ROLLING RIVER FIRST NATION – Regret lies heavy on the shoulders of Dale Turcotte.

It’s not something that’s immediately apparent when you first meet the genial, friendly 42-year-old, who, despite his six-foot stature, speaks with a quiet thoughtfulness. It’s not until you hear his story that you realize that the weight of the things he has done – and the things others have done to him – is a burden that he carries with him every day.

In order to keep others from repeating the same mistakes he has made, Turcotte held a talk at the health centre in Rolling River First Nation on Feb. 16.

Born to a Métis mother from Manitoba and an Italian Canadian father in Scarborough, Ont., Turcotte’s first few years were tumultuous. His father was involved in the procurement of sex work, and every time his mother tried to take Turcotte and his siblings away to seek a better life, he would introduce her to a new substance that she quickly became dependent upon.

“She wanted to get away. And when my dad found out that she was going to move back to Manitoba, he introduced her to crack. She was addicted to crack for about a year, and then she beat it,” Turcotte said. “And then she was planning to go back again and my dad found out again, and he introduced her to heroin.”

Some of Turcotte’s earliest memories involve having a social worker visit his home to counsel his mother, he said.

“My mother would cry, and then that lady would leave.”

One day, some workers with the Ontario Children’s Aid Society showed up to Turcotte’s family home and told him and his siblings to grab their favourite toy for a trip to the movie theatre. Instead, they were brought to a large office building where they were introduced into the foster care system.

“They kind of came and picked us like we were puppies or something,” Turcotte said. “We bounced, I think, to four different foster homes in two weeks.”

Although his mother was doing everything she could to beat her drug addiction, she kept relapsing, which Turcotte said was down to a lack of resources.

“She would do what she could. She wanted to get us back,” he said.

Eventually, Turcotte’s maternal grandfather ended up getting custody of him and his older sister, sending them to live with their mother’s brother in Split Lake. A different aunt and uncle, who lived in Thompson, adopted his younger sister.

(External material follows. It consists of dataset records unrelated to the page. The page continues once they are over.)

PR #1409, opened 2024-12-03
Eval Assist integration

martinscooper:
This PR includes all the changes that add EvalAssist-type LLM a Judge evaluators.


src/unitxt/templates.py
```diff
@@ -528,6 +537,17 @@ def prepare(self):
                 "XX",
             ]
 
+    def verify(self):
+        super().verify()
+        print(self.postprocessors[-1])
```
yoavkatz, line 542: I think these checks can be removed. processors.match_closest_option post processor is not a requirement of the MultipleChoiceTemplate.

src/unitxt/processors.py
```diff
@@ -175,6 +175,7 @@ def process_value(self, text: Any) -> Any:
 
 
 class MatchClosestOption(InstanceFieldOperator):
+    __description__ :  str = "Note: this post processor only works with MultipleChoiceTemplate"
```
yoavkatz, line 178: I think this can be removed.  This should work with any task with options in it's task data.

src/unitxt/api.py
```diff
@@ -170,9 +174,17 @@ def infer(
     return_data: bool = False,
     return_log_probs: bool = False,
     return_meta_data: bool = False,
+    previous_messages: Optional[list[dict[str, str]]] = None,
```
yoavkatz, line 177: Hi. I tend to think that adding previous messages is rather specific (and rare) behavior which is beyond the scope of a general infer() method, instead I would inline this code where it is need.

Otherwise, we need to document it, check for cases where the previous messages or current "source"f files are a string and not list, etc...

src/unitxt/catalog/metrics/llm_as_judge/eval_assist/direct_assessment/criterias/answer_relevance.json
```diff
@@ -0,0 +1,33 @@
...
+        },
+        {
+            "__type__": "criteria_option",
+            "name": "Acceptable",
+            "description": "The response is adequate but could be better."
+        },
+        {
+            "__type__": "criteria_option",
+            "name": "Could be Improved",
+            "description": "The response relates to the questions but does not directly answer it."
```
yoavkatz, line 19:
```suggestion
            "description": "The response relates to the question but does not directly answer it."
```

examples/evaluate_eval_assist_direct_predefined_criteria.py
```diff
@@ -0,0 +1,52 @@
...
+    "test": [
+        {"context": {"Question": "How is the weather?"}},
+        {"context": {"Question": "How is the weather?"}},
+        {"context": {"Question": "How is the weather?"}},
+    ]
+}
+
+criteria = "metrics.llm_as_judge.eval_assist.direct_assessment.criterias.temperature"
+metrics = [
+    f"metrics.llm_as_judge.eval_assist.direct_assessment.rits.llama3_1_70b[criteria_or_criterias={criteria}]"
```
yoavkatz, line 19: I think "criteria_or_criterias", should be called "criteria".

examples/evaluate_existing_dataset_by_llm_as_judge_eval_assist.py
```diff
@@ -0,0 +1,49 @@
...
+logger = get_logger()
+settings = get_settings()
+
+with settings.context(allow_unverified_code=True):
+    # Use the HF load_dataset API, to load the squad QA dataset using the standard template in the catalog.
+    # We set loader_limit to 20 to reduce download time.
+    dataset = load_dataset(
+        card="cards.squad",
+        metrics=[
+            "metrics.llm_as_judge.eval_assist.direct_assessment.rits.llama3_1_70b[context_field=context,criteria_or_criterias=metrics.llm_as_judge.eval_assist.direct_assessment.criterias.answer_relevance,score_prefix=answer_relevance_]"
```
yoavkatz, line 17: I think the context_field should be called "context_fields" and be a list, because you may want to pass both "question" and "context" fields.

yoavkatz:
You mentioned in the past, that in some datasets, the criteria is not for all the dataset, but rather each instance has a different criteria.  

We also just saw an important use case in granite feedback program, where the datasets has for each instance
1) question
2) gold answer
3) judgment criteria

Judgement criteria looks like this for one instance:

* Core Point: The model's output should clearly state that the doctor is the boy's mother and female.
* Avoid Irrelevant Information: The output should not include speculative or extraneous information, such as the doctor practicing medicine under a female name due to gender discrimination or personal preference.

And this for another instance:

* The text should contain one question about the user's motivation for attending the university, helpful for assessing their fit for the academic program.
* The ground truth text is just a reference. The exact wordings in model's output could be slightly different. 

I think we need to make this use case easily implementable.

For example, one could either pass a "criteria" to the judge , where the criteria will be taken from the catalog and "criteria_field", where the criteria will be taken from a text field.

src/unitxt/api.py
martinscooper: I think that, as unitxt is tending to primarily use OpenAI chat format, having previous messages won't be that rare of a use case. Anytime the user needs to simulate a conversation with the assistant, like in a chat or CoT, this parameter will be required. 
The verification checks to be done if `previous_messages` is not `None` are:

“The day after they signed the adoption papers, my mom killed herself,” Turcotte said.

His last memory of his mother is a painful one for Turcotte. When he recalls the visit, they had together, and the words he exchanged with her, he can’t help but blink away tears.

“I asked my mom why we couldn’t go home with her, and she didn’t know how to explain it, so I said, ‘F**k you. You don’t love us no more,’” Turcotte said. “And unfortunately, that’s the last thing I ever said to her.”

Moving with his grandfather to Split Lake from Toronto was a huge culture shock, in addition to the trauma of losing his mother, Turcotte said.

“I remember for the first three nights I couldn’t sleep because it wasn’t loud enough … when we live din Toronto, there was sirens, there was yelling every night.”

Turcotte lived in Split Lake for five years with an uncle, and said it was a good experience. He learned how to hunt and trap, and he even picked up a bit of Cree language.

Eventually, when his uncle’s family grew too large, Turcotte moved to Thompson to live with a different uncle. After a while there, he moved to Winnipeg, where he lived in a foster home. He credits his foster father that he lived with at the time, Scott Gray, for trying to steer him in the right direction.

“For the first time ever, he actually forced us to deal with our past issues and stuff, which I thank him for now,” Turcotte said. “I hated him for that back then, but I’m thankful for it now.”

Turcotte’s time at the foster home was short-lived, however. He stayed there for two years before he found himself in trouble with the law. Shortly after that, he joined a gang. He knew there was no loyalty in that life, and things quickly became more and more violent. When Turcotte was 18, he met a man who was convicted three times for molesting his own daughters. Remembering the way his father used to rape his sister, and how he allowed his friends to do the same, Turcotte snapped.

“I ended up thinking of my dad and my dad’s friends … and ended up beating [the man] to death,” Turcotte said sombrely. “Emotions took over.”

Turcotte was charged with second-degree murder and pled guilty to manslaughter. He served six years in prison, and when he had a year remaining, his former foster father and mother invited Turcotte to stay with them upon his release.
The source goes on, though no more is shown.